Failure to yield at intersection (NJSA 39:4-90)

When you approach an intersection, there are several rules governing who should proceed first, and who should yield the right of way. In this article, New Jersey traffic ticket attorney Dan T. Matrafajlo will lay out the laws regarding yielding at intersections. If you’re ticketed for failure to yield at an intersection, here’s what you need to know:

The law: N.J.S.A. 39:4-90

The law in New Jersey that directly relates to yielding at intersections is N.J.S.A. 39:4-90. It says that:

(1)   If you’re a driver of a vehicle and you’re approaching an intersection, you need to yield the right of way to a vehicle that has already entered the intersection. When two vehicles enter the intersection at the same time, the driver to the left must yield the right of way to the driver on the right.

(2)   If you’re the driver of a vehicle and you intend to make a left turn at an intersection, you must yield the right of way to a vehicle that’s approaching the intersection from the opposite direction if that vehicle is close enough to you so as to constitute an immediate hazard. But after yielding, and after giving a signal, you may make the left turn. When you’re making the left turn, other vehicles that are approaching the intersection from the opposite direction must yield to you.

MVC points and penalties

The New Jersey Motor Vehicle Commission (MVC) will penalize you for failing to yield at an intersection by adding two points to your driving record. If you accumulate six or more points on your New Jersey driving record in three years, you will need to pay a surcharge. If you get 12 or more points, the MVC will suspend your driver’s license. You may get points reduced from your record by taking an MVC-approved defensive driving course, a driver improvement program, or a probationary driver program.

Fines

The fine for failure to yield at an intersection is $85. However, if you fail to yield in a designated safe corridor, construction zone, or 65 mile-per-hour area, the fine is increased to $140.

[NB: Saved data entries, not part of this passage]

PR #605, opened 2019-05-03
Fix "Not a valid object name HEAD0" w/ p4 unshelve

mdymike:
git p4 unshelve fails with "fatal: Not a valid object name HEAD0" and "Command failed: git cat-file commit HEAD^0" on certain systems e.g. git version 2.21.0.windows.1 / python 2.7.16

It seems that the python pOpen implementation drops the ^ character when invoked using a string instead of an array as first argument.

Solution is to use the array format of passing the command to fOpen, which is preferred (see https://docs.python.org/2/library/subprocess.html) and is used in other parts of this code anyway.

### DIFF
--- a/git-p4.py
+++ b/git-p4.py
@@ -737,7 +737,7 @@ def extractLogMessageFromGitCommit(commit):
 
     ## fixme: title is first line of commit, not 1st paragraph.
     foundTitle = False
-    for log in read_pipe_lines("git cat-file commit %s" % commit):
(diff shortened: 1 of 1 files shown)


cjsquibb:
I ran into this issue today, and I appreciate the fix.

mdymike:
Hey - per that message from git I have resubmitted this pull request on gitgadget https://github.com/gitgitgadget/git/pull/183

In the meantime, it's easy to tweak that git-p4.py file yourself on disk to fix the problem immediately

PR #617, opened 2019-06-26
Fix bug in P4 Unshelve

ybeapps:
The correct syntax for parent commit with numeric argument is HEAD~{n} and not HAED^{n}

### DIFF
--- a/git-p4.py
+++ b/git-p4.py
@@ -3966,7 +3966,7 @@ class P4Unshelve(Command):
         """
 
         for parent in (range(65535)):
-            log = extractLogMessageFromGitCommit("{0}^{1}".format(starting_point, parent))
+            log = extractLogMessageFromGitCommit("{0}~{1}".format(starting_point, parent))
             settings = extractSettingsGitLog(log)
             if 'change' in settings:
                 return settings


dscho:
Thank you for contributing to Git!

Apart from the typo in the commit message, which would be easy to fix, I am actually not so sure that this patch fixes a bug instead of introducing one.

The notation `HEAD~3` does not refer to the 3rd parent of the current tip commit: it refers to the (first) parent of the (first) parent of the (first) parent of the tip commit.

Usually, when we talk about "2nd parent" in Git, we really refer to the commit merged into a merge commit In rare cases, Git users decide that they want to merge more than one branch (we call this an "octopus" merge), in which case there are more than two parent commits, and the "2nd parent" would merely refer to the first branch that was merged, out of the many that were.

Take for example https://github.com/git/git/commit/90d79d71910415387590a733808140e770382b2f. This is a merge commit. It has two parents: https://github.com/git/git/commit/f9089e8491fdf50d941f071552872e7cca0e2e04 and https://github.com/git/git/commit/fc7e03aace379c3d6b00ac977447f115421324fe. You can refer to them as 90d79d71910415387590a733808140e770382b2f^1 (or short: 90d79d71910415387590a733808140e770382b2f^) and 90d79d71910415387590a733808140e770382b2f^2. Regular commits do not have a second parent.

If you use `~` instead of `^`, it means that you follow the first-parent history. `HEAD~1` is the first parent (i.e. identical to `HEAD^`), `HEAD~2` is the (first) parent of `HEAD~1`, etc. And `HEAD~100` is the (first) parent of `HEAD~99`.

Therefore, `HEAD~1` is equivalent to `HEAD^1`, but `HEAD~2` is _not_ equivalent to `HEAD^2`.

So I am afraid that I think this here patch gets this wrong...

ybeapps:
This is not a solution. There is another one already accepted in [git-for-windows](https://github.com/git-for-windows).

Thanks @dscho for the great explanation

PR #618, opened 2019-06-28
l10n: de.po: Fix German translation

derphilipp:
Fix translation error of "complete" => "vollständig" instead of "unvollständig"


dscho:
Good point.

Would you mind opening a PR at https://github.com/git-l10n/git-po instead? That's where the translations of Git's messages are maintained.

dscho:
Oh, I see you opened https://github.com/ruester/git-po-de/pull/2 already, which is even better. Thank you!

PR #620, opened 2019-07-01
git-prompt: improve cherry-pick/revert detection

phillipwood:
Fix the detection of in-progress cherry-picks and reverts when the user commits or resets a conflict resolution in the middle of a sequence of picks/reverts.


phillipwood:
I should have opened this on gitgitgadget/git instead

PR #650, opened 2019-09-22
Turned the extern integer fetch_if_missing into field of struct repository 

dev-shubham1:
Hi GIT contributors !
I am Shubham Ghule.I have resolved the problem of extern integer fetch_if_missing by putting it in  the structure repository as a field.I have achieved this by declaring an object named repo of structure repository and including alloc.h file where fetch_if_missing was used.
I'm looking forward to your review.
Special thanks to @dscho. 
with regards,
Shubham.

### DIFF
--- a/alloc.h
+++ b/alloc.h
@@ -5,7 +5,10 @@ struct alloc_state;
 struct tree;
 struct commit;
 struct tag;
-struct repository;
+struct repository
+{
+    int fetch_if_missing;
+}repo;
 
 void *alloc_blob_node(struct repository *r);
 void *alloc_tree_node(struct repository *r);
--- a/builtin/pack-objects.c
+++ b/builtin/pack-objects.c
@@ -34,6 +34,7 @@
 #include "dir.h"
 #include "midx.h"
 #include "trace2.h"
+#include "alloc.h"
 
 #define IN_PACK(obj) oe_in_pack(&to_pack, obj)
 #define SIZE(obj) oe_size(&to_pack, obj)
--- a/builtin/pack-objects.c
+++ b/builtin/pack-objects.c
@@ -2847,14 +2847,14 @@ static int option_parse_missing_action(const struct option *opt,
 
 	if (!strcmp(arg, "allow-any")) {
 		arg_missing_action = MA_ALLOW_ANY;
-		fetch_if_missing = 0;
+		repo.fetch_if_missing = 0;
 		fn_show_object = show_object__ma_allow_any;
 		return 0;
 	}
 
 	if (!strcmp(arg, "allow-promisor")) {
 		arg_missing_action = MA_ALLOW_PROMISOR;
-		fetch_if_missing = 0;
+		repo.fetch_if_missing = 0;
 		fn_show_object = show_object__ma_allow_promisor;
 		return 0;
 	}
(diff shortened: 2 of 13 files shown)


alloc.h
```diff
@@ -5,7 +5,10 @@ struct alloc_state;
 struct tree;
 struct commit;
 struct tag;
-struct repository;
+struct repository
+{
+    int fetch_if_missing;
+}repo;
```
dscho: In this header, this is just a forward declaration of `struct repository`. The actual struct is defined in `repository.h`. You probably want to add the field there.

builtin/pack-objects.c
```diff
@@ -2847,14 +2848,14 @@ static int option_parse_missing_action(const struct option *opt,
 
 	if (!strcmp(arg, "allow-any")) {
 		arg_missing_action = MA_ALLOW_ANY;
-		fetch_if_missing = 0;
+		repo.fetch_if_missing = 0;
```
dscho: At this point, there is no variable `repo`. The variable you are looking for is probably `the_repository`, and as it is a pointed, you need to use `->` rather than `.` to dereference it.

fetch-object.c
```diff
@@ -4,14 +4,15 @@
 #include "strbuf.h"
 #include "transport.h"
 #include "fetch-object.h"
+#include "alloc.h"
 
 static void fetch_refs(const char *remote_name, struct ref *ref)
 {
 	struct remote *remote;
 	struct transport *transport;
 	int original_fetch_if_missing = fetch_if_missing;
```
dscho: This line also needs to be adjusted.

revision.c
```diff
@@ -2334,7 +2335,7 @@ static int handle_revision_opt(struct rev_info *revs, int argc, const char **arg
 		revs->ignore_missing = 1;
 	} else if (opt && opt->allow_exclude_promisor_objects &&
 		   !strcmp(arg, "--exclude-promisor-objects")) {
-		if (fetch_if_missing)
+		if (repo.fetch_if_missing)
```
dscho: IIRC `struct rev_info` contains a pointer to the repository in question. `repo` does not exist at this point.

fetch-object.c
```diff
@@ -4,14 +4,15 @@
...
 
-	fetch_if_missing = 0;
+	repo.fetch_if_missing = 0;
```
dscho: You will need to adjust the signature of `fetch_refs()` to receive a pointer to the repository, the convention is to use `struct repository *r`.

sha1-file.c
```diff
@@ -1416,7 +1417,7 @@ static int loose_object_info(struct repository *r,
 	return (status < 0) ? status : 0;
 }
 
-int fetch_if_missing = 1;
+repo.fetch_if_missing = 1;
```
dscho: That is not the correct spot to initialize default values of structs. The correct spot is `repo_init()` in `repository.c`.

sha1-file.c
```diff
@@ -1475,7 +1476,7 @@ int oid_object_info_extended(struct repository *r, const struct object_id *oid,
 		}
 
 		/* Check if it is a missing object */
-		if (fetch_if_missing && repository_format_partial_clone &&
+		if (repo.fetch_if_missing && repository_format_partial_clone &&
```
dscho: This function already accepts a parameter `r` of type `struct repository *`, please use that instead of the non-existing `repo` variable.

dscho:
@dev-shubham1 gentle ping?

dev-shubham1:
> @dev-shubham1 gentle ping?

dev-shubham1:
> @dev-shubham1 gentle ping?

working on it.I will submit the updated patch by today.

The court can impose additional penalties by fining you a minimum of $50 to a maximum of $200 and/or imprisoning you in state prison for up to 15 days. The judge may also, at his discretion, suspend your driver’s license for willful violation of this traffic law.

Insurance rates

Using an “insurance eligibility points” system that is similar to, but separate from, the MVC points system, the New Jersey-licensed automobile insurers will also keep track of your traffic violation by adding two points. The more points you get, the higher your insurance premiums will become. If you ever get seven or more insurance eligibility points, you will be barred from getting automobile insurance on the voluntary market. Instead you’ll have to go through the New Jersey Personal Automobile Insurance Plan (NJPAIP) to get the more expensive, at-risk coverage.